Friday, February 27, 2026

Buy the Dip in Nvidia Stock After Q4 Earnings, or is it Too Soon?

 

Buy the Dip in Nvidia Stock After Q4 Earnings, or is it Too Soon?

3 min read

Despite posting blowout quarterly results as usual, Nvidia NVDA stock is now down over 6% since its Q4 report on Wednesday.

This comes as the chip giant’s Q4 sales of $68.12 billion and EPS of $1.62 stretched 73% and 82% year over year, respectively, and represented significant sequential growth as well.

Still, the stellar results didn't calm deeper investor concerns about the sustainability of the AI boom, concentration risks, and future growth, although Nvidia impressively surpassed Wall Street’s expectations.

AI Sustainability Concerns

Notably, a recurring theme across analyst commentary is skepticism about how long hyperscalers can keep spending tens of billions on AI infrastructure.

Others question whether AI monetization is happening fast enough to justify the spending, and the shift in sentiment is weighing on Nvidia because it’s the primary beneficiary of that spending.

Furthermore, 90% of Nvidia’s revenue now comes from data centers, and much of that is just from five major cloud providers, which include Amazon AMZN, Alphabet GOOGL, Microsoft MSFT, Oracle ORCL, and Alibaba BABA. That level of dependency raises questions about what happens if even one of those customers slows orders.

Investors are also increasingly concerned about competition from AMD AMD, and that hyperscalers are working on their own in-house AI accelerators, with an emphasis on Alphabet and Amazon building out custom AI chips, with others likely to eventually follow suit.

In other words, even if Nvidia remains dominant, the fear is that margins or growth rates could eventually compress.

Nvidia’s Reassuring Revenue Guidance

While Nvidia didn’t provide CapEx or EPS guidance, which is consistent with its long-standing practice of typically only providing revenue guidance, its top-line forecast reassuringly beat Wall Street’s expectations.

For its current fiscal 2027, Nvidia issued Q1 revenue guidance of $78B plus or minus 2%, which came in pleasantly above analysts’ expectations of about $72.8B and would equate to at least 73% YoY growth and 12% sequentially.

Tracking the Trend of EPS Revisions

Following Nvidia’s stellar Q4 results and positive guidance, EPS estimates for its FY27 and FY28 have trended over 3% higher in the last week.

In the last 90 days, these revisions have risen roughly 7% respectively.
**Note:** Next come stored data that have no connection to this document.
PR #3312, opened 2023-07-31
Add monthly issue metrics

superseb:
Start using the new [issue-metrics](https://github.com/github/issue-metrics) Action to get insights into issue handling, we probably want to tweak the config along the way.

See https://github.blog/2023-07-19-metrics-for-issues-pull-requests-and-discussions/ for intro blog

### DIFF
--- a/.github/workflows/issue-metrics.yml
+++ b/.github/workflows/issue-metrics.yml
@@ -1,0 +1,41 @@
+name: Monthly issue metrics
+on:
+  workflow_dispatch:
+  schedule:
+    - cron: '3 2 1 * *'
+
+permissions:
+  issues: write
+  pull-requests: read
+
+jobs:
+  build:
+    name: issue metrics
+    runs-on: ubuntu-latest
+    
+    steps:
+    - name: Get dates for last month
+      shell: bash
+      run: |
+        # Calculate the first day of the previous month
+        first_day=$(date -d "last month" +%Y-%m-01)
+
+        # Calculate the last day of the previous month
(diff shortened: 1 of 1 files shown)


.github/workflows/issue-metrics.yml
```diff
@@ -0,0 +1,41 @@
...
+
+        # Calculate the last day of the previous month
+        last_day=$(date -d "$first_day +1 month -1 day" +%Y-%m-%d)
+        
+        #Set an environment variable with the date range
+        echo "$first_day..$last_day"
+        echo "last_month=$first_day..$last_day" >> "$GITHUB_ENV"
+
+    - name: Run issue-metrics tool
+      uses: github/issue-metrics@cf3dda21393dcaf2bbb50f9bac0505f897339122 # v2.3.0
```
manuelbuil, line 31: ugh, this seems ugly. github/issue-metrics@v2.3.0 does not work? Note there is already a `2.4.0`

superseb: GitHub Actions tags are not immutable, meaning that if someone takes over the repository and overwrites the tag, you are running code into your repository that you don't want. Digest pinning (which is done here), means you get the exact code you want.

This also prepares the repository for enabling Renovate, which can update the workflows digests based on tags (which is the format used as shown here). See https://github.com/rancher/renovate-config/commit/264123d1496cac20bca5852a42e031b3acd731d4 as an example

superseb: @manuelbuil please review

thomasferrandiz (approved):

PR #3337, opened 2023-08-18
Add warning log about weave deprecation

manuelbuil:
This PR verifies if:
* k8s version is greater than 1.27
* weave was selected as the CNI plugin

In that case, it prints a warning in the logs: "Weave CNI plugin is deprecated and will be removed in v1.30 kubernetes release"


cluster/validation.go
```diff
@@ -731,3 +737,19 @@ func getClusterVersion(version string) (semver.Version, error) {
 	}
 	return parsedVersion, nil
 }
+
+// warnWeaveDeprecation prints a deprecation warning if version is higher than 1.27 and weave was selected
+func warnWeaveDeprecation(k8sVersion, cniPlugin string) error {
+	version, err := util.StrToSemVer(k8sVersion)
+	if err != nil {
+		return fmt.Errorf("Error in the version: %v", version)
```
snasovich: Should probably reference `k8sVersion` (string to parse) instead of returned semver as I doubt it will return anything usable in case of error. Also would like to include/wrap the actual error returned.

```suggestion
		return fmt.Errorf("Error parsing K8s version '%s': %w", k8sVersion, err)
```

cluster/validation.go
```diff
@@ -731,3 +737,19 @@ func getClusterVersion(version string) (semver.Version, error) {
...
+	}
+	version127, err := util.StrToSemVer("v1.27.0")
+	if err != nil {
+		return fmt.Errorf("Error in the version: %v", version127)
```
snasovich: Same as the above comment on wrapping this error.

snasovich (commented):
Couple comments to address.
Note: Responding as "Comment" instead of "Request changes" not to block merging if I'm slow to circle back on the review after these comments are addressed.

cluster/validation.go
```diff
@@ -217,6 +217,12 @@ func validateNetworkOptions(c *Cluster) error {
 	if c.Network.Plugin == FlannelNetworkPlugin && c.Network.MTU != 0 {
 		return fmt.Errorf("Network plugin [%s] does not support configuring MTU", FlannelNetworkPlugin)
 	}
+
+	err := warnWeaveDeprecation(c.Version, c.Network.Plugin)
```
kinarashah: check for `cniPlugin == WeaveNetworkPlugin` before calling so only version checks belong to the weave func itself

manuelbuil: I was checking this inside the function but I can do it outside too

cluster/validation.go
manuelbuil: good point

cluster/validation.go
```diff
@@ -217,6 +217,14 @@ func validateNetworkOptions(c *Cluster) error {
 	if c.Network.Plugin == FlannelNetworkPlugin && c.Network.MTU != 0 {
 		return fmt.Errorf("Network plugin [%s] does not support configuring MTU", FlannelNetworkPlugin)
 	}
+
+	if c.Network.Plugin == WeaveNetworkPlugin {
+		err := warnWeaveDeprecation(c.Version)
+		if err != nil {
+			return fmt.Errorf("Error while printing Weave deprecation message: %v", err)
+		}
```
snasovich: Nit: Combine the assignment and the if check
```suggestion
		if err := warnWeaveDeprecation(c.Version); err != nil {
			return fmt.Errorf("Error while printing Weave deprecation message: %w", err)
		}
```

cluster/validation.go
```diff
@@ -731,3 +739,19 @@ func getClusterVersion(version string) (semver.Version, error) {
 	}
 	return parsedVersion, nil
 }
+
+// warnWeaveDeprecation prints a deprecation warning if version is higher than 1.27
+func warnWeaveDeprecation(k8sVersion string) error {
+	version, err := util.StrToSemVer(k8sVersion)
+	if err != nil {
+		return fmt.Errorf("failed to translate: %s to semver notation: %v", k8sVersion, err)
```
snasovich: Nit: Any reason we can't use error wrapping? https://stackoverflow.com/a/61287626
```suggestion
		return fmt.Errorf("failed to translate: %s to semver notation: %w", k8sVersion, err)
```

cluster/validation.go
```diff
@@ -731,3 +739,19 @@ func getClusterVersion(version string) (semver.Version, error) {
...
+	}
+	version127, err := util.StrToSemVer("v1.27.0")
+	if err != nil {
+		return fmt.Errorf("fialed to tranlate v1.27.0 to semver notation: %v", err)
```
snasovich: Minor typo and error wrapping (if we can do it):
```suggestion
		return fmt.Errorf("failed to tranlate v1.27.0 to semver notation: %w", err)
```

jiaqiluo (approved):
LGTM

cluster/validation.go
```diff
@@ -731,3 +738,19 @@ func getClusterVersion(version string) (semver.Version, error) {
...
+
+// warnWeaveDeprecation prints a deprecation warning if version is higher than 1.27
+func warnWeaveDeprecation(k8sVersion string) error {
+	version, err := util.StrToSemVer(k8sVersion)
+	if err != nil {
+		return fmt.Errorf("failed to translate: %s to semver notation: %w", k8sVersion, err)
+	}
+	version127, err := util.StrToSemVer("v1.27.0")
+	if err != nil {
+		return fmt.Errorf("failed to tranlate v1.27.0 to semver notation: %w", err)
```
superseb: typo `tranlate`

cluster/validation.go
```diff
@@ -731,3 +738,19 @@ func getClusterVersion(version string) (semver.Version, error) {
 	}
 	return parsedVersion, nil
 }
+
+// warnWeaveDeprecation prints a deprecation warning if version is higher than 1.27
+func warnWeaveDeprecation(k8sVersion string) error {
+	version, err := util.StrToSemVer(k8sVersion)
+	if err != nil {
+		return fmt.Errorf("failed to translate: %s to semver notation: %w", k8sVersion, err)
```
superseb: Probably want to make this more uniform, see https://github.com/rancher/rke/blob/c2395d3451087f864ec46af8226604ceb7caaf07/hosts/tunnel.go#L70

cluster/validation.go
```diff
@@ -731,3 +738,19 @@ func getClusterVersion(version string) (semver.Version, error) {
...
+	}
+	version127, err := util.StrToSemVer("v1.27.0")
+	if err != nil {
+		return fmt.Errorf("failed to tranlate v1.27.0 to semver notation: %w", err)
+	}
+	if !version.LessThan(*version127) {
```
superseb, line 752: We scope this to 1.27 and up because we only support and expect users to first upgrade to new minor (so 1.25->1.26->1.27) to see this message? Is there a problem to warn every user of Weave that it will be removed in v1.30.x?

cluster/validation.go
```diff
@@ -731,3 +738,19 @@ func getClusterVersion(version string) (semver.Version, error) {
...
+		logrus.Warn("Weave CNI plugin is deprecated and will be removed in v1.30 kubernetes release")
```
superseb: I would make this as extended as possible, something like:

```
Weave CNI plugin is deprecated starting with RKE v1.5.0 and Kubernetes v1.27.x and will be removed in Kubernetes v1.30.x
```

Or something along those lines.

cluster/validation.go
manuelbuil: No problem but this is what was agreed with the PM after a few conversations

cluster/validation.go
manuelbuil: ok

cluster/validation.go
superseb: Can we include those agreements in the issue/PR? We can't review things if the agreements or decisions are not recorded which can be matched with the implementation. I am not here to override PM decisions so we can leave it for now.

manuelbuil: I think the issue already describes it but I can add even more details about it. I don't think PM will be against adding the message to all the different branches, so if you think that adds a value, we can do it

superseb (approved):

PR #3344, opened 2023-08-24
[release/v1.5] Add K8s v1.27.5

rayandas:
Related: https://github.com/rancher/rancher/issues/41840


cluster/plan.go
```diff
@@ -505,7 +505,7 @@ func (c *Cluster) BuildKubeletProcess(host *hosts.Host, serviceOptions v3.Kubern
 	var Binds []string
 
 	if c.IsCRIDockerdEnabled() {
-		CommandArgs["container-runtime"] = "remote"
+		//CommandArgs["container-runtime"] = "remote" https://v1-26.docs.kubernetes.io/docs/reference/command-line-tools-reference/kubelet/
```
kinarashah: Does `container-runtime` default to `remote` for <v1.27 versions? If not, we should add a separate check for >=v1.27. Need to make sure we don't break older versions by removing this field.

docker/docker.go
```diff
@@ -400,11 +400,11 @@ func StopContainer(ctx context.Context, dClient *client.Client, hostname string,
 	}
 	var err error
 	// define the stop timeout
-	stopTimeoutDuration := StopTimeout * time.Second
+	stopTimeoutDuration := StopTimeout
```
kinarashah: don't need this anymore as `StopTimeout` can be used directly, same for `RestartTimeout` above.

cluster/plan.go
rayandas: No I don't think it defaults to remote for <v1.27 versions. Will add a separate check here.

docker/docker.go
rayandas: Yeah right. Updating it.

kinarashah (approved):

Nvidia’s annual earnings are now expected to leap 60% in FY27 and are projected to increase another 20% in FY28 to $9.13 per share.

More astonishing, the year-ago EPS estimates picture shows that Nvidia’s FY27 and FY28 revisions have climbed over 40%.

 

Nvidia’s Compelling P/E Valuation

Further encouraging is that Nvidia is trading near its cheapest forward P/E valuation in a decade, offering a noticeable discount to its median of 45X during this period, and well below highs of 118X.

It’s noteworthy that NVDA is only trading at a slight premium to the benchmark S&P 500 and is beneath its Zacks Semiconductor-General Industry average of 27X.

 

Conclusion & Final Thoughts

Even with AI sustainability concerns looming, it doesn’t look like the time to count Nvidia out.

Ultimately, investors shouldn’t dismiss Nvidia despite rising concerns about the long-term sustainability of AI spending because the company continues to demonstrate overwhelming demand, structural dominance, and is the leader in a revolutionary technology — factors that outweigh near-term worries about energy use, customer concentration, or a potential AI spending plateau.

Based on a very positive trend of EPS revisions, Nvidia stock currently sports a Zacks Rank #1 (Strong Buy).